Your MySQL connection id is 403
Server version: 5.7.25-TiDB-v5.2.2 TiDB Server (Apache License 2.0) Community Edition, MySQL 5.7 compatible
Copyright (c) 2000, 2018, Oracle, MariaDB Corporation Ab and others.
Type 'help;' or '\h' for help. Type '\c' to clear the current input statement.

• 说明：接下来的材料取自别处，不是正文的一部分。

PR #2872, opened 2024-09-01
[Feature/multi_tenancy] Fix remote client configuration and mapping issues

dbwiddis:
### Description

Updates remote client configuration:
 - Allows HTTP connection to a remote store to simplify testing without dealing with certificates
 - Fixes two mapping issues by creating a serializer that properly transforms any ToXContentObject to correct JSON-P that the remote client understands.
   - the `version` field on the `MLModel` object was incorrectly given a `String` type, due to internal naming of the new `model_version` field with an internal `version` name, and automatic type mapping via reflection. Worse, the master key JSON wasn't being populated because it had an anonymous ToXContentObject returning a map but having no fields.  
 - Fixes mapping date types on remote model default to nanosecond precision, turning `long` into `double` and breaking parsing.  Changed to millisecond precision so a proper `long` is returned.  (Fix is on the ObjectMapper setting nanosecond precision to false)
 - Worked around enum casing differences in server and client

### Related Issues

Cherry-picked from #2818 

### Check List
- [x] New functionality includes testing. (Part of #2818)

### DIFF
--- a/common/src/main/java/org/opensearch/sdk/SdkClientUtils.java
+++ b/common/src/main/java/org/opensearch/sdk/SdkClientUtils.java
@@ -8,9 +8,12 @@
  */
 package org.opensearch.sdk;
 
+import java.util.Locale;
 import java.util.concurrent.CancellationException;
 import java.util.concurrent.CompletionException;
 import java.util.concurrent.ExecutionException;
+import java.util.regex.Matcher;
+import java.util.regex.Pattern;
 
 import org.opensearch.OpenSearchException;
 import org.opensearch.common.action.ActionFuture;
@@ -50,5 +53,33 @@ public class SdkClientUtils {
             return throwable.getCause().getCause();
         }
         return throwable;
+    }
+
+    /**
+     * If an internal variable name matches a field name not assigned to that field, Jackson's ObjectMapper can parse the wrong type. This method removes quotes around numeric fields to work around these cases.
+     * @param field The JSON field to remove the quotes from its value
+     * @param json The full JSON to process
+     * @return The JSON with the quotes removed from a numeric value in the specified field
+     */
+    public static String unwrapQuotedInteger(String field, String json) {
+        String regex = "(\"" + Pattern.quote(field) + "\"):\"(\\d+)\"";
+        return json.replaceAll(regex, "$1:$2");
+    }
+
+    /**
+     * If an internal variable is an enum represented by all upper case, the Remote client may have it mapped in lower case. This method lowercases these enum values 
+     * @param field The JSON field to lowercase the value
+     * @param json The full JSON to process
+     * @return The JSON with the value lowercased
+     */
+    public static String lowerCaseEnumValues(String field, String json) {
+        // Use a matcher to find and replace the field value in lowercase
+        Matcher matcher = Pattern.compile("(\"" + Pattern.quote(field) + "\"):(\"[A-Z_]+\")").matcher(json);
+        StringBuffer sb = new StringBuffer();        
+        while (matcher.find()) {
+            matcher.appendReplacement(sb, matcher.group(1) + ":" + matcher.group(2).toLowerCase(Locale.ROOT));
+        }
+        matcher.appendTail(sb);        
+        return sb.toString();
     }
 }
--- a/common/src/main/java/org/opensearch/sdk/SdkClientUtils.java
+++ b/common/src/main/java/org/opensearch/sdk/SdkClientUtils.java
@@ -56,14 +56,14 @@ public class SdkClientUtils {
     }
 
     /**
-     * If an internal variable name matches a field name not assigned to that field, Jackson's ObjectMapper can parse the wrong type. This method removes quotes around numeric fields to work around these cases.
+     * If an internal variable name matches a field name not assigned to that field, Jackson's ObjectMapper can assign it to the wrong name. This will align with XContent parsing.
      * @param field The JSON field to remove the quotes from its value
+     * @param newField The JSON field that it's supposed to be
      * @param json The full JSON to process
-     * @return The JSON with the quotes removed from a numeric value in the specified field
+     * @return The JSON with the field renamed
      */
-    public static String unwrapQuotedInteger(String field, String json) {
-        String regex = "(\"" + Pattern.quote(field) + "\"):\"(\\d+)\"";
-        return json.replaceAll(regex, "$1:$2");
+    public static String renameField(String field, String newField, String json) {
+        return json.replaceAll("\"" + Pattern.quote(field) + "\"", "\"" + Pattern.quote(newField) + "\"");
     }
 
     /**
--- a/common/src/main/java/org/opensearch/sdk/SdkClientUtils.java
+++ b/common/src/main/java/org/opensearch/sdk/SdkClientUtils.java
@@ -56,17 +56,6 @@ public class SdkClientUtils {
     }
 
     /**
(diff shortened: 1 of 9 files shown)


dbwiddis:
Flipping to draft: identified the root cause of the mapping bug and will update this PR to correct it.

dbwiddis:
Fixed!

Before:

MySQL [(none)]> select * from mysql.tidb;
+--------------------------+---------------------------------------------------------------------------------------------------+---------------------------------------------------------------------------------------------+
| VARIABLE_NAME | VARIABLE_VALUE | COMMENT |
+--------------------------+---------------------------------------------------------------------------------------------------+---------------------------------------------------------------------------------------------+
| bootstrapped | True | Bootstrap flag. Do not delete. |
| tidb_server_version | 72 | Bootstrap version. Do not delete. |
| system_tz | UTC | TiDB Global System Timezone. |
| new_collation_enabled | False | If the new collations are enabled. Do not edit it. |
| tikv_gc_leader_uuid | 629bd7ea8d80002 | Current GC worker leader UUID. (DO NOT EDIT) |
| tikv_gc_leader_desc | host:tidb-default-tidb-0, pid:1, start at 2023-09-07 11:20:55.101415326 +0000 UTC m=+42.568797401 | Host name and pid of current GC leader. (DO NOT EDIT) |
| tikv_gc_enable | true | Current GC enable status |
| tikv_gc_run_interval | 10m0s | GC run interval, at least 10m, in Go format. |
| tikv_gc_life_time | 10m0s | All versions within life time will not be collected by GC, at least 10m, in Go format. |
| tikv_gc_auto_concurrency | true | Let TiDB pick the concurrency automatically. If set false, tikv_gc_concurrency will be used |
| tikv_gc_scan_lock_mode | legacy | Mode of scanning locks, "physical" or "legacy" |
| tikv_gc_mode | distributed | Mode of GC, "central" or "distributed" |
+--------------------------+---------------------------------------------------------------------------------------------------+---------------------------------------------------------------------------------------------+
12 rows in set (0.002 sec)
但是最后有一个疑问 pd启动等待多个gc 10分钟后这个safe-point仍然为空, 这个何时会触发更新?